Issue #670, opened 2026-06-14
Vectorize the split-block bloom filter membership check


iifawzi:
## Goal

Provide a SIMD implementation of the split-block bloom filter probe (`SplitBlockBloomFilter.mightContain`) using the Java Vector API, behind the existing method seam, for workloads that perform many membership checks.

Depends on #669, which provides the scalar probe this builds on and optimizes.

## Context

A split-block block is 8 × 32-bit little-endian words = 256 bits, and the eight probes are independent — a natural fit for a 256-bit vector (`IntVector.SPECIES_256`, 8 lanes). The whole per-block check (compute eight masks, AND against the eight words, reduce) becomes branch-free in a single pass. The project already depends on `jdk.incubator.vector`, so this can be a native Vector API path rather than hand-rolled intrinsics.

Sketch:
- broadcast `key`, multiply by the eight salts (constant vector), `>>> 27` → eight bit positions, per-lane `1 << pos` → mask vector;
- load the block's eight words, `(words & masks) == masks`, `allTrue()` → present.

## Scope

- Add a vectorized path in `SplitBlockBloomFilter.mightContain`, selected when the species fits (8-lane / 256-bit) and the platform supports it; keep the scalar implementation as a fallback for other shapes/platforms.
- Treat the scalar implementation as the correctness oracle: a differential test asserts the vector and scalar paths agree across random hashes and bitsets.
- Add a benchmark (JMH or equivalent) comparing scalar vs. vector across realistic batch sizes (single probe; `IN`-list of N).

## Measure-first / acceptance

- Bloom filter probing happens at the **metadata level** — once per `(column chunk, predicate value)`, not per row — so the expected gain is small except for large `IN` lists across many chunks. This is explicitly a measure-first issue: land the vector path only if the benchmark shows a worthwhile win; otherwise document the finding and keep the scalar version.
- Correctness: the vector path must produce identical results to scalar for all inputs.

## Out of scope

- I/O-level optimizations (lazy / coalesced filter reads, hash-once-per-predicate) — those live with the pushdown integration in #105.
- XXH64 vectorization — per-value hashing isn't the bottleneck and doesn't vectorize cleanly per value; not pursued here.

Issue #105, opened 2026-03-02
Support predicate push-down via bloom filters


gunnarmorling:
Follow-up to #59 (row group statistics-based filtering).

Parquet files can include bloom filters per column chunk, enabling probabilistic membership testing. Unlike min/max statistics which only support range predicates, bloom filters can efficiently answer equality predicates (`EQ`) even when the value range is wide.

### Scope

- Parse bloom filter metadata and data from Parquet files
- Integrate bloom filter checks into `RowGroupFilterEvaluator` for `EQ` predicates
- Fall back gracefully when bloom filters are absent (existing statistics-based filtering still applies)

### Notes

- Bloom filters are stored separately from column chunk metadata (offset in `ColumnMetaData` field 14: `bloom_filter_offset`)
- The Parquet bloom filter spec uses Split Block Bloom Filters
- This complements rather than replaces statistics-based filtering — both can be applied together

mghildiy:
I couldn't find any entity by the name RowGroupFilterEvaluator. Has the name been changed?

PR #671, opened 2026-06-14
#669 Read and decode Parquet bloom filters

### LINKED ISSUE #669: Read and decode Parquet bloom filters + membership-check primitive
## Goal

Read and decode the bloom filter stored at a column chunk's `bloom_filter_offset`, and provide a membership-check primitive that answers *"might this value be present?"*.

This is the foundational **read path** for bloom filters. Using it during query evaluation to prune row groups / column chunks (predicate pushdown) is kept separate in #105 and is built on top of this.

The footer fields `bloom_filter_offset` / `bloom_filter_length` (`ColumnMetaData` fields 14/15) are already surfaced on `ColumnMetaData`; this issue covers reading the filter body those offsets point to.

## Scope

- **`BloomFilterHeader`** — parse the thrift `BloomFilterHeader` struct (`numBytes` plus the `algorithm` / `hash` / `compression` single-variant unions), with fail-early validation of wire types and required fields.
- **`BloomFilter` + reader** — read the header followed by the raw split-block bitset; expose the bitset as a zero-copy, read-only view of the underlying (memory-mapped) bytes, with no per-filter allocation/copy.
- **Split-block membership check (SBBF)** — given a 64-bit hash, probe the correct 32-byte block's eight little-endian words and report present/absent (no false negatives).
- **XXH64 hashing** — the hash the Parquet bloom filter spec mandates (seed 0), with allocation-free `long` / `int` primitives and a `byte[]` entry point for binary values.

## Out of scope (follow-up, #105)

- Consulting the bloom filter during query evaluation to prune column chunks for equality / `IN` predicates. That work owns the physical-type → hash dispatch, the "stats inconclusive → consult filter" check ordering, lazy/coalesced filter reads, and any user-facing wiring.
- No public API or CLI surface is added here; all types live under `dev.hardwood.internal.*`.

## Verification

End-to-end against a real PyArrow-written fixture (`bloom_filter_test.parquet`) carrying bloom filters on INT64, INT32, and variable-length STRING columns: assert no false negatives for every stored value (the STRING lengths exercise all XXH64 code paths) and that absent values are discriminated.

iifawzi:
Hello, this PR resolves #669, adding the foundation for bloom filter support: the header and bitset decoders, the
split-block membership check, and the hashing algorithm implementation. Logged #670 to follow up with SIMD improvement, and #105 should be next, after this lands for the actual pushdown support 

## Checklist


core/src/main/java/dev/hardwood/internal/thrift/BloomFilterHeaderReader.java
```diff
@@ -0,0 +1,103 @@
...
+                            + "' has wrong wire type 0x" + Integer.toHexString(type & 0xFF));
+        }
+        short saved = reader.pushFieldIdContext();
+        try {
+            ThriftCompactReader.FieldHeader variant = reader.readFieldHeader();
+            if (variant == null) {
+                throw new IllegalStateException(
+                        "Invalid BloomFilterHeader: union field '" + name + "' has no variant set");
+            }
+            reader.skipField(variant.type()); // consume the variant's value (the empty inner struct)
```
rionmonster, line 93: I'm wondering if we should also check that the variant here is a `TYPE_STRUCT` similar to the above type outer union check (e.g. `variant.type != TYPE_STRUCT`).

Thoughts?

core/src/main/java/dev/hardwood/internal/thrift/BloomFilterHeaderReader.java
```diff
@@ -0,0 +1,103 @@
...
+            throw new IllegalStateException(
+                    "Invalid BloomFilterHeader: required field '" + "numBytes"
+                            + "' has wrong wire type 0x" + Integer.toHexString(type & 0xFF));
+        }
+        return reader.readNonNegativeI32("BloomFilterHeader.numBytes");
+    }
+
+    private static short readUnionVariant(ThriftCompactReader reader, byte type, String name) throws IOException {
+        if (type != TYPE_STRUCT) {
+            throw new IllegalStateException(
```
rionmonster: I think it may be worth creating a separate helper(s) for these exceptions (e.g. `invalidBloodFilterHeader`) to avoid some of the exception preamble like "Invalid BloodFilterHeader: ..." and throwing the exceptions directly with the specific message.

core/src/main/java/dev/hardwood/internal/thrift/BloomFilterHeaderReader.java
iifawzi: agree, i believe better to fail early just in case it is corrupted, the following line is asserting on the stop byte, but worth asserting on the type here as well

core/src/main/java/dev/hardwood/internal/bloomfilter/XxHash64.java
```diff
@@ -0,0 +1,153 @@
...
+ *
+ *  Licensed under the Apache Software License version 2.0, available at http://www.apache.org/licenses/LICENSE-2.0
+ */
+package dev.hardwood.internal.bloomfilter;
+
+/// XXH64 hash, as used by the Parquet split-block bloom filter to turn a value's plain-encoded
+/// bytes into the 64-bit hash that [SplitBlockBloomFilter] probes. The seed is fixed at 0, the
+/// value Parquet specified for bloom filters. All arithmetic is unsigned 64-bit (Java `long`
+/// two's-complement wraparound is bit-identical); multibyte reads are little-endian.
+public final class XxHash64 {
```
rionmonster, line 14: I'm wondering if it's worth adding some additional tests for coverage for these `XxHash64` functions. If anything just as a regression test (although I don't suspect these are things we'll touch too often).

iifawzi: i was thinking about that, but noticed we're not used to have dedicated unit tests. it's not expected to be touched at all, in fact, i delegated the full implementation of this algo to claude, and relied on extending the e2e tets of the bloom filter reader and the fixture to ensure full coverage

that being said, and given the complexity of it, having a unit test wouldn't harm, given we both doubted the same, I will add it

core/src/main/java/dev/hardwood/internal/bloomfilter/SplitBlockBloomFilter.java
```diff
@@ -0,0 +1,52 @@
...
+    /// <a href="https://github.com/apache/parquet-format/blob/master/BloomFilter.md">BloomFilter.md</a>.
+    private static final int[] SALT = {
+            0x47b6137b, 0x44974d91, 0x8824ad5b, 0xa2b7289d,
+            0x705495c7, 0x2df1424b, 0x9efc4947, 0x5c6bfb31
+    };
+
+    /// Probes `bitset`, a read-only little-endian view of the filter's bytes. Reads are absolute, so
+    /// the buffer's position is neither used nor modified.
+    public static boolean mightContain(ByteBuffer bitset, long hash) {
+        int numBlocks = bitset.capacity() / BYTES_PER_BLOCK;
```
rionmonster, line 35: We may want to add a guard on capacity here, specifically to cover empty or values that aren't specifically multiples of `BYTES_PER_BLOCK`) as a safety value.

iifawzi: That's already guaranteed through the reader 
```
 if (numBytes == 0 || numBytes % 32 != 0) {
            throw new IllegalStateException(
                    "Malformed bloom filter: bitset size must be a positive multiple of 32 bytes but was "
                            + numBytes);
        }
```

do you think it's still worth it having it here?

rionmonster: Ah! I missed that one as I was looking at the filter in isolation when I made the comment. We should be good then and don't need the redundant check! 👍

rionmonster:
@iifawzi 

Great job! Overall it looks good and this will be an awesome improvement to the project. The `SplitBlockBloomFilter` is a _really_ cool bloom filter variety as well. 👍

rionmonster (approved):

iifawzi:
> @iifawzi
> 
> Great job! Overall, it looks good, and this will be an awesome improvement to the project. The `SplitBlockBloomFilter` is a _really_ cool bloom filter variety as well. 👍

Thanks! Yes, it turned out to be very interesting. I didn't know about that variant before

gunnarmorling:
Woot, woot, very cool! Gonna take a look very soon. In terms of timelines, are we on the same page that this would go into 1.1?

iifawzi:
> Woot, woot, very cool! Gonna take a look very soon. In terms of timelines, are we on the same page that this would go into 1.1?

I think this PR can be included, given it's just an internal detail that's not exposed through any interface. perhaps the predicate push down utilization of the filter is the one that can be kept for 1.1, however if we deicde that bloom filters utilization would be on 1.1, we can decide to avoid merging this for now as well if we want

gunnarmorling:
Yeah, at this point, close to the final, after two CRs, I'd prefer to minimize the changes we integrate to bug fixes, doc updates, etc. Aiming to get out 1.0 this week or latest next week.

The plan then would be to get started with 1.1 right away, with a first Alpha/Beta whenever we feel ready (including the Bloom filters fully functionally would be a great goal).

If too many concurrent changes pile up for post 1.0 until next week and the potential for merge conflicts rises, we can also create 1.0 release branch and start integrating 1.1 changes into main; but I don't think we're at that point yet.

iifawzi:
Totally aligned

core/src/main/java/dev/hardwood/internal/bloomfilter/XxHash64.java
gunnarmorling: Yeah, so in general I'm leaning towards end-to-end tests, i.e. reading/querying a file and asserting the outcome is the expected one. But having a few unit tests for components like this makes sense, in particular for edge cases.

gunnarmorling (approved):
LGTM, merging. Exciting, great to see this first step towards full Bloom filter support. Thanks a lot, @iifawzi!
==
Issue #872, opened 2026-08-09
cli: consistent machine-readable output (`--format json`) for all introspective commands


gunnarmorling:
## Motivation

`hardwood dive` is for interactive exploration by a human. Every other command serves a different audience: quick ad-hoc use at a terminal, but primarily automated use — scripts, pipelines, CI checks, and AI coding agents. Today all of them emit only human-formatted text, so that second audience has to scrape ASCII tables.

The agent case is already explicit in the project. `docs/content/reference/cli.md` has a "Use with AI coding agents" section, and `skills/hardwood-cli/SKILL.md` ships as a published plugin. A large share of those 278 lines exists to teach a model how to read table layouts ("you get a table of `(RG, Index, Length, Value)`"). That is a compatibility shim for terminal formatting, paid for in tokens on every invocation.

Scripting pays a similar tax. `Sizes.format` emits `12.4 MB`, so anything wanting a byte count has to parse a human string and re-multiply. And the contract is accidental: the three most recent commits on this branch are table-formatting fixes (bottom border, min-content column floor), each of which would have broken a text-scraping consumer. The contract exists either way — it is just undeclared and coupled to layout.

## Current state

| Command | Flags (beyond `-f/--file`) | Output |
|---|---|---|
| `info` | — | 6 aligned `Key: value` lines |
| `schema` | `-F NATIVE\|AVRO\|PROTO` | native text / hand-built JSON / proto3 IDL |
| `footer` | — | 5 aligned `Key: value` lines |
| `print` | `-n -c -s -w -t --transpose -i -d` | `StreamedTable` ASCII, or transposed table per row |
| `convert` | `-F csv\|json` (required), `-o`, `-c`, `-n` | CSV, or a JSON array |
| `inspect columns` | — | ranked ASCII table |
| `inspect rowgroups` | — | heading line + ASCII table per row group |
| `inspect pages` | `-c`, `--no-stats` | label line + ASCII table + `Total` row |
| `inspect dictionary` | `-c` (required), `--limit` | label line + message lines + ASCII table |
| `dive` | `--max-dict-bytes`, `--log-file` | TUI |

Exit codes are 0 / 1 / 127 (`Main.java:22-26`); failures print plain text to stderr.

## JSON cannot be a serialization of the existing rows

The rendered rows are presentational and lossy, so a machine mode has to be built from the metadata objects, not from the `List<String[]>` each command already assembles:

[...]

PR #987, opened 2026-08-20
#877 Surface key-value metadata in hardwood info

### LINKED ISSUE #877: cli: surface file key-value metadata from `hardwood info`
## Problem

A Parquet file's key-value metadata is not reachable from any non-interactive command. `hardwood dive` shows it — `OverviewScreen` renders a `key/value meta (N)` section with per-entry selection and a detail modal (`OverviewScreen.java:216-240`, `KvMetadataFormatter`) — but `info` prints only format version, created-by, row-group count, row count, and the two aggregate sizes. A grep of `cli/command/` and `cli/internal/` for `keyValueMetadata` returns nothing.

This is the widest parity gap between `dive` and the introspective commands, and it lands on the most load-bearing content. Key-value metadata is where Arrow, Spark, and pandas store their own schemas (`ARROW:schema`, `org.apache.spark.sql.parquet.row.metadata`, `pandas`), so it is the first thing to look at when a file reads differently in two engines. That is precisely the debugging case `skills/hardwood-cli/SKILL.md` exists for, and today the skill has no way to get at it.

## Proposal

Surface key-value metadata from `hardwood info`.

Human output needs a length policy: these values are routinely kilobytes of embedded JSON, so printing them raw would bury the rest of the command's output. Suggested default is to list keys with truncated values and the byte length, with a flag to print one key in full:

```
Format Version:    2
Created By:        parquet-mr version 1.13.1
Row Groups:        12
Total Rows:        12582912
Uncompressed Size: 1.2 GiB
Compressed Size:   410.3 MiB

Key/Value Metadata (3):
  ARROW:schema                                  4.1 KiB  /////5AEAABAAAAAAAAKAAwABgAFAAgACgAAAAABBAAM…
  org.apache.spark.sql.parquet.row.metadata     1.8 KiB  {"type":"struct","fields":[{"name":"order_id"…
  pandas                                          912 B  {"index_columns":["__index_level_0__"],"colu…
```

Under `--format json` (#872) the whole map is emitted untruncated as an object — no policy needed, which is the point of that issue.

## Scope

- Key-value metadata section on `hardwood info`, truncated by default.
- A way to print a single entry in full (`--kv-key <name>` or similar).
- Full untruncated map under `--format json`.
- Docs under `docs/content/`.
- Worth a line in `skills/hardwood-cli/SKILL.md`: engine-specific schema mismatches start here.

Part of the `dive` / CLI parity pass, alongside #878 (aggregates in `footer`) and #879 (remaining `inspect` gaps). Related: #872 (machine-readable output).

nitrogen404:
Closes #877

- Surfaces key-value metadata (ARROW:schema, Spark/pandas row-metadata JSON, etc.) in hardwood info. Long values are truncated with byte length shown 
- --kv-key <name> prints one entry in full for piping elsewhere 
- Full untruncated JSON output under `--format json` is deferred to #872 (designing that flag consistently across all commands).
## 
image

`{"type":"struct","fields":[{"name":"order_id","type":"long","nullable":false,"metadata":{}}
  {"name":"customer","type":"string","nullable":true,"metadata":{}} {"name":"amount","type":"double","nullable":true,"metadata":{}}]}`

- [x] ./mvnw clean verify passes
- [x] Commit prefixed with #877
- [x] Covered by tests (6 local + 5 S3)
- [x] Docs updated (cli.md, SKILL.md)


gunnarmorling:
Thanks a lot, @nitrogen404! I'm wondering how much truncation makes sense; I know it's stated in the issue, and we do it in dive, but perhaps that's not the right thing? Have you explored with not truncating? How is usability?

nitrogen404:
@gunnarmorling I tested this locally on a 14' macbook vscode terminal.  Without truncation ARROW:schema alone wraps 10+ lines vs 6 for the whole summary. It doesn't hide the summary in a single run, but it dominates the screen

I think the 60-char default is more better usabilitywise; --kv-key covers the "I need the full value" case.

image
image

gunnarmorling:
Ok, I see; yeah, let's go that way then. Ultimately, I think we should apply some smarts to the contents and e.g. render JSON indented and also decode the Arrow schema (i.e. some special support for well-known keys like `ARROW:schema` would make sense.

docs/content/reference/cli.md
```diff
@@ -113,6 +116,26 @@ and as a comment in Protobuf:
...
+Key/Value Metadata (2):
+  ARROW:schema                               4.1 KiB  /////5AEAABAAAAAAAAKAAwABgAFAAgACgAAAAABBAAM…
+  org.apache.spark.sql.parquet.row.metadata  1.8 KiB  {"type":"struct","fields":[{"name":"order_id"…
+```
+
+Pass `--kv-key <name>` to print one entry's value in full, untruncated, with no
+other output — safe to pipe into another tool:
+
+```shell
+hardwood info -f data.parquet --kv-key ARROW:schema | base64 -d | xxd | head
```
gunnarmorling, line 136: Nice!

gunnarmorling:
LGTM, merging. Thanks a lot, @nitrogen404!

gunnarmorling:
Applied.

THE PROBLEM >> Scan the material for the word "awesome". Return every line where it is found.

ANSWER BELOW >>
Great job! Overall it looks good and this will be an awesome improvement to the project. The `SplitBlockBloomFilter` is a _really_ cool bloom filter variety as well. 👍
> Great job! Overall, it looks good, and this will be an awesome improvement to the project. The `SplitBlockBloomFilter` is a _really_ cool bloom filter variety as well. 👍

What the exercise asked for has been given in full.